MIT News
Q: Why does the facility grid must be optimized in the primary place?
A: We want to take care of an actual balance between the quantity of power that’s put into the grid and the quantity that comes out at every moment in time. But on the demand side, we now have some uncertainty. Power firms don’t ask customers to pre-register the quantity of energy they’re going to use ahead of time, so some estimation and prediction have to be done.
Then, on the provision side, there is usually some variation in costs and fuel availability that grid managers must be aware of. That has develop into a fair larger issue due to the combination of energy from time-varying renewable sources, like solar and wind, where uncertainty within the weather can have a significant impact on how much power is offered. Then, at the identical time, depending on how power is flowing within the grid, there’s some power lost through resistive heat on the facility lines. So, as a grid operator, how do you make certain all that’s working on a regular basis? That’s where optimization is available in.
Q: How can AI be most useful in power grid optimization?

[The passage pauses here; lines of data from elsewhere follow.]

Issue #2245, opened 2023-11-27
HC5 client can't send compressed POST requests


fbus:
ApacheHttp5Client  does not check if there is an 'Accept-Encoding' header when building the HttpRequest

https://github.com/OpenFeign/feign/blob/885f3e3400e564c8a4aa2642629452e9604c552e/hc5/src/main/java/feign/hc5/ApacheHttp5Client.java#L124C12-L124C12

when there is a gzip header, it should create a GzipCompressingEntity to wrap the StringEntity / ByteArrayEntity.

Because of this, the body is not compressed, while my request has an 'Accept-Encoding: gzip' header. And the server replies with a '500 Not in GZIP format' error.

fbus:
as far as I can tell, the default Client is the only one handling properly this case : https://github.com/fbus/feign/blob/885f3e3400e564c8a4aa2642629452e9604c552e/core/src/main/java/feign/Client.java#L225-L226
OkHttp and HC4 are doint have the same bug as hc5

PR #2246, opened 2023-11-27
Add support for request body gzip Content-Encoding

fbus:
When there is a gzip 'Content-Encoding' header, feign should create a GzipCompressingEntity to wrap the StringEntity / ByteArrayEntity.

This is a fix for this issue: https://github.com/OpenFeign/feign/issues/2245


fbus:
I tried to follow the coding style.
I'm really not sure why there's so much code duplication between ApacheHttp5Client / AsyncApacheHttp5Client. They are very similar but AsyncApacheHttp5Client seems to be based on an older copy of ApacheHttp5Client.
I didn't try to solve this though, and just duplicated my fix

fbus:
I closed this one, because editing git history fails to update the pr

PR #2269, opened 2023-12-17
Use bytecode transformation to reduce code duplication on jakarta modules

velo:


jaxrs3/pom.xml
```diff
@@ -0,0 +1,98 @@
...
+  <build>
+    <plugins>
+      <plugin>
+        <groupId>org.moditect</groupId>
+        <artifactId>moditect-maven-plugin</artifactId>
+        <configuration>
+          <skip>true</skip>
+          <module>
+            <moduleInfo>
+              <exports>!jsr311.api;
```
velo, line 83: @aalmiray any idea what went wrong here?

aalmiray: I think this might have been a split package.

steam0:
Hey @velo, I don't know if I have missed something, but how am I supposed to use JAXRS3Contract with jakarta?

In versions before 13.1 I would use jakarta annotations in my specifications, but after 13.2 when I'm changing from `JakartaContract` to `JAXRS3Contract` my tests fails because the following code fails

Contract.java
```java
     (...)
     
      for (final Annotation methodAnnotation : method.getAnnotations()) {
        processAnnotationOnMethod(data, methodAnnotation, method); // No annotations found
      }
      if (data.isIgnored()) {
        return data;
      }
      checkState(data.template().method() != null,
          "Method %s not annotated with HTTP method type (ex. GET, POST)%s",
          data.configKey(), data.warnings());
          
      (...)
```

I see that the annotation processor fails as my specification uses `@jakarta.ws.rs.Path` but the `GuardedAnnotationProcessor.test` function tries to match it with `javax.ws.rs.Path`.

Screenshot 2024-05-21 at 15 12 21

Is there any documentation that belongs together with this commit that explains how to use jakarta annotations?

velo:
That is odd, how my tests are working?!

Anything peculiar about what you are doing?

PR #2298, opened 2024-01-20
Allow generics deserialization by JacksonJrDecoder

### LINKED ISSUE #2296: JacksonJrDecoder is not able to deserialize generics
# Description
Although `jackson-jr` library is capable of generics deserialization, `feign-jackson-jr` module throws `DecodeException` when you try to decode the response.

# How to reproduce
I created a simple demo to demonstrate this:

A: A method AI might be helpful is to make use of a mix of historical and real-time data to make more precise predictions about how much renewable energy will likely be available at a certain time. This could lead on to a cleaner power grid by allowing us to handle and higher utilize these resources.
AI could also help tackle the complex optimization problems that power grid operators must solve to balance supply and demand in a way that also reduces costs. These optimization problems are used to find out which power generators should produce power, how much they need to produce, and after they should produce it, in addition to when batteries needs to be charged and discharged, and whether we are able to leverage flexibility in power loads. These optimization problems are so computationally expensive that operators use approximations so that they can solve them in a feasible period of time. But these approximations are sometimes improper, and once we integrate more renewable energy into the grid, they’re thrown off even farther. AI can assist by providing more accurate approximations in a faster manner, which might be deployed in real-time to assist grid operators responsively and proactively manage the grid.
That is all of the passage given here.